# THE TASK
Give back all the records below, unaltered.

# THE DATA

PR #71, opened 2025-11-24
 Makefile: add golangci-lint version check:

huhong-web:
If the golangci-lint you are using was built with a Go version lower than the current project's code, golangci-lint will be stuck and use huge memory.

### DIFF
--- a/Makefile
+++ b/Makefile
@@ -20,7 +20,7 @@ GO_BUILD_STATIC_WITH_VERSION := $(GO_BUILD_STATIC) \
 all: gen-deps gen sync build
 
 gen-deps:
-	# maybe need to install libbpf-devel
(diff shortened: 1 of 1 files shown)


huhong-web:
已收到

Makefile
```diff
@@ -55,6 +56,13 @@ fmt-rewrite-rules:
 	gofmt -w -r 'interface{} -> any' $(shell find . -type f -name '*.go' -not -path "./vendor/*")
 
 golangci-lint:
+	@command -v golangci-lint >/dev/null 2>&1 || \
+	{ echo "golangci-lint not found, go install github.com/golangci/golangci-lint/cmd/golangci-lint@1.62.2"; }
+	@lint_go_version=$$(golangci-lint --version | grep "built with go" | awk '{print $$7}'); \
```
hao022: why not
golangci-lint version --format short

# SOLUTION TO THE EXERCISE
PR #71, opened 2025-11-24
 Makefile: add golangci-lint version check:

huhong-web:
If the golangci-lint you are using was built with a Go version lower than the current project's code, golangci-lint will be stuck and use huge memory.

### DIFF
--- a/Makefile
+++ b/Makefile
@@ -20,7 +20,7 @@ GO_BUILD_STATIC_WITH_VERSION := $(GO_BUILD_STATIC) \
 all: gen-deps gen sync build
 
 gen-deps:
-	# maybe need to install libbpf-devel
(diff shortened: 1 of 1 files shown)


huhong-web:
已收到

Makefile
```diff
@@ -55,6 +56,13 @@ fmt-rewrite-rules:
 	gofmt -w -r 'interface{} -> any' $(shell find . -type f -name '*.go' -not -path "./vendor/*")
 
 golangci-lint:
+	@command -v golangci-lint >/dev/null 2>&1 || \
+	{ echo "golangci-lint not found, go install github.com/golangci/golangci-lint/cmd/golangci-lint@1.62.2"; }
+	@lint_go_version=$$(golangci-lint --version | grep "built with go" | awk '{print $$7}'); \
```
hao022: why not
golangci-lint version --format short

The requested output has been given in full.